_WHAT TO DO:_
Please copy out each line of the entries in which "could" appears.

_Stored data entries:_
┌────────

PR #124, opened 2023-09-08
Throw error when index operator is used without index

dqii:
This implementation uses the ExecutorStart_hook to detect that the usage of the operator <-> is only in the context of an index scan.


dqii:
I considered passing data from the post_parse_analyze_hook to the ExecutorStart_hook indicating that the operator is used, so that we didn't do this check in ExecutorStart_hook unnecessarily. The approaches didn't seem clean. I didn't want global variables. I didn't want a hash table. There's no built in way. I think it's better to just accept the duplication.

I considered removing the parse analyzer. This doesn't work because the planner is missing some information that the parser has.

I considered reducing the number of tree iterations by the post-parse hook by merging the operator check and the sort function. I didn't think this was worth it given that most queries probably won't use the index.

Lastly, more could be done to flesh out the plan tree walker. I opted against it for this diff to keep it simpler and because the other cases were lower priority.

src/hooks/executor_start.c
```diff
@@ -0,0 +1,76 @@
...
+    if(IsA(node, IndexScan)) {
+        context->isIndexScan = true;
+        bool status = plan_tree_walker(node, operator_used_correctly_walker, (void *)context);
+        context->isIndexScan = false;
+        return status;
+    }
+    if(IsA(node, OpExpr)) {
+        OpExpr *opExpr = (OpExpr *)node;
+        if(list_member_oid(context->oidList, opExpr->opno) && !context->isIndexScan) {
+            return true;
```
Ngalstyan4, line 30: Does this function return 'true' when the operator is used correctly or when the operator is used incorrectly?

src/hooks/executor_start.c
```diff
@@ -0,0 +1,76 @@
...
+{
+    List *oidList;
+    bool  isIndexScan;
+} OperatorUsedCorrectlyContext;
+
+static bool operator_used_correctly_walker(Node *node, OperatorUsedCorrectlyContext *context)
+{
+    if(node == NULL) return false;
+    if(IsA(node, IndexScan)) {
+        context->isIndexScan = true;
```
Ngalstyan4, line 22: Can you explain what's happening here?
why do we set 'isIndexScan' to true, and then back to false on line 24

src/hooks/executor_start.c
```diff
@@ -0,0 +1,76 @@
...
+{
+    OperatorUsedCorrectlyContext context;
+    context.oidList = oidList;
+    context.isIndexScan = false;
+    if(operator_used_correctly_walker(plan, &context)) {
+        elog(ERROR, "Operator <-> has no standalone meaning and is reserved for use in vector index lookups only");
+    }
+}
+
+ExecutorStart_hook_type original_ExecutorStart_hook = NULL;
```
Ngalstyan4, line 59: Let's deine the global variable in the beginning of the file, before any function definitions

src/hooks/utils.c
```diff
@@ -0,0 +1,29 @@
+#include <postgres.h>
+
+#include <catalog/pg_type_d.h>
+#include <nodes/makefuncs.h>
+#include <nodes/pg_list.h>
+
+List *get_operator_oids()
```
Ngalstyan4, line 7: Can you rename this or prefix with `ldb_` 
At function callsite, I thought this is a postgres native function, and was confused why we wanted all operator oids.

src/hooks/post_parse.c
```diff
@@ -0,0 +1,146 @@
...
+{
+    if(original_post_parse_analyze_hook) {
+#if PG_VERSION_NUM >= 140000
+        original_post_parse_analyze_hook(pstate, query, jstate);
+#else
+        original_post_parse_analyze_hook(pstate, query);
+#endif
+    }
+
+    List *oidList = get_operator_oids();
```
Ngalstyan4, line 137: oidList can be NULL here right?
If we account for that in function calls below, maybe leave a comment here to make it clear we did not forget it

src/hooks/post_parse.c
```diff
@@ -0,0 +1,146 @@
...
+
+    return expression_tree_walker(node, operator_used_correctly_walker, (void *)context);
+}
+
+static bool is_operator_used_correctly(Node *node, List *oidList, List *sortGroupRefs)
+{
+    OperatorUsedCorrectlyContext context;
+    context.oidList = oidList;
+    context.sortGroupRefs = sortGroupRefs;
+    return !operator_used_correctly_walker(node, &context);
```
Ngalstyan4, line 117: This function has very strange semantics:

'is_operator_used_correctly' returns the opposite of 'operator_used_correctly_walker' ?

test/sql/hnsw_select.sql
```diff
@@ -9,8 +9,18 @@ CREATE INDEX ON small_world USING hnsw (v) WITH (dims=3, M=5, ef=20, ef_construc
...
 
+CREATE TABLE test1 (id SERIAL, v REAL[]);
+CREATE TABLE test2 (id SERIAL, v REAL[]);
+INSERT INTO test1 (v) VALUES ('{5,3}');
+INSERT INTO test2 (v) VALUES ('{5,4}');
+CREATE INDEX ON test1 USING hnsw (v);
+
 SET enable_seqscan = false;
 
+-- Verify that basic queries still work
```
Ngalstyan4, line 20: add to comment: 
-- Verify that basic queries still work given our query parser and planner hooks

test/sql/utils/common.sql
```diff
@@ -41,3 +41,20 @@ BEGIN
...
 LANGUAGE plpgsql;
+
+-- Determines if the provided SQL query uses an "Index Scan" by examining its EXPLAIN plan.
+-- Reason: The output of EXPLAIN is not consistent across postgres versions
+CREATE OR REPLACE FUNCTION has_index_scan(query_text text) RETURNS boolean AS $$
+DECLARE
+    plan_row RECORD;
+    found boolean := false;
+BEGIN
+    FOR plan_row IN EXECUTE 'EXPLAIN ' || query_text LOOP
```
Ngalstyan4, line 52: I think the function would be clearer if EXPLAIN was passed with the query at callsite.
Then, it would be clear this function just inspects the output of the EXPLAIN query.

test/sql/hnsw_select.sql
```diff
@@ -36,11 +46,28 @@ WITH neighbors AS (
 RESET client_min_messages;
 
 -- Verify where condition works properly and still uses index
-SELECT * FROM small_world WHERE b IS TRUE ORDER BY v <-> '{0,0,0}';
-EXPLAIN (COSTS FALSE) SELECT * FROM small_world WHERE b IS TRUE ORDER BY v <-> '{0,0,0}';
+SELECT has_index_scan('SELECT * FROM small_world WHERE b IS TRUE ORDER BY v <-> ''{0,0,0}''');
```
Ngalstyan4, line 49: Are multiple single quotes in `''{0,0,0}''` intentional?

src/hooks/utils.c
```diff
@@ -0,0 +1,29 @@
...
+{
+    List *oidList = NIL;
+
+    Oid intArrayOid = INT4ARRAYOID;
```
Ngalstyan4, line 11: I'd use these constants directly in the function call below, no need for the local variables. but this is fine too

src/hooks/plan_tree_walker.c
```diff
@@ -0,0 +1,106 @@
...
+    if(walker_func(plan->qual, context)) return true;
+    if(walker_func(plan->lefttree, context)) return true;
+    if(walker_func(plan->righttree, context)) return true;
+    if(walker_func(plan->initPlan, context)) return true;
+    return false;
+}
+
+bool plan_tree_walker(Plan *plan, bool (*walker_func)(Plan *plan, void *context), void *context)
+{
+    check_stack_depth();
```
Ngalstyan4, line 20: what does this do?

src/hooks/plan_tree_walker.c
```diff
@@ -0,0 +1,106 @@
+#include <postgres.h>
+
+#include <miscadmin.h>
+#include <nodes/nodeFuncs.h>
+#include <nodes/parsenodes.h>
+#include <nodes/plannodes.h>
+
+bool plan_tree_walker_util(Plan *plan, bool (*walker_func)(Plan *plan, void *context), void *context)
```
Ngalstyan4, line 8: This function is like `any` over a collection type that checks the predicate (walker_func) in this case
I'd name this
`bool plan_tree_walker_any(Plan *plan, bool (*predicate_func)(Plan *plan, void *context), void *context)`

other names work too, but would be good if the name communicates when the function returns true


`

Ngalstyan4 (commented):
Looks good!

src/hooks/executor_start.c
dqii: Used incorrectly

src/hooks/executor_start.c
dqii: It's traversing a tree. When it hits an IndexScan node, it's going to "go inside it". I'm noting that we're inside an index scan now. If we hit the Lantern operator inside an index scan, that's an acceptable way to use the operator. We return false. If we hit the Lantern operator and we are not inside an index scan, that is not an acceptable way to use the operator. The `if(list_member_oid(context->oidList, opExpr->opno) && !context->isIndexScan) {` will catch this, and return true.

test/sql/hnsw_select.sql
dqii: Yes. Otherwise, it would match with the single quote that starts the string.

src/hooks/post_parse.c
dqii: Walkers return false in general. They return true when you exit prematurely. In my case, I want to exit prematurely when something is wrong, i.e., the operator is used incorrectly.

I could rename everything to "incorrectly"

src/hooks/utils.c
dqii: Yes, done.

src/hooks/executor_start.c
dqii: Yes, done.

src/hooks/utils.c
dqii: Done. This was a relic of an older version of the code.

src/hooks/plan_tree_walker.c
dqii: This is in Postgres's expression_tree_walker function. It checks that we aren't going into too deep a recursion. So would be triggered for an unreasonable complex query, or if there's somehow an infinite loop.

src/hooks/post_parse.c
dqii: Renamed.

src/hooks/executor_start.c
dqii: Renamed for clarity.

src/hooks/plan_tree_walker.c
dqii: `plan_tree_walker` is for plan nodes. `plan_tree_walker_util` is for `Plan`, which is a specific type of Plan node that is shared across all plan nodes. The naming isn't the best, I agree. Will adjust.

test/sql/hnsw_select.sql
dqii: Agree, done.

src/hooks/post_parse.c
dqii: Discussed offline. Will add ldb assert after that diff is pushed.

└────────

_COMPLETED TASK:_
Lastly, more could be done to flesh out the plan tree walker. I opted against it for this diff to keep it simpler and because the other cases were lower priority.
I could rename everything to "incorrectly"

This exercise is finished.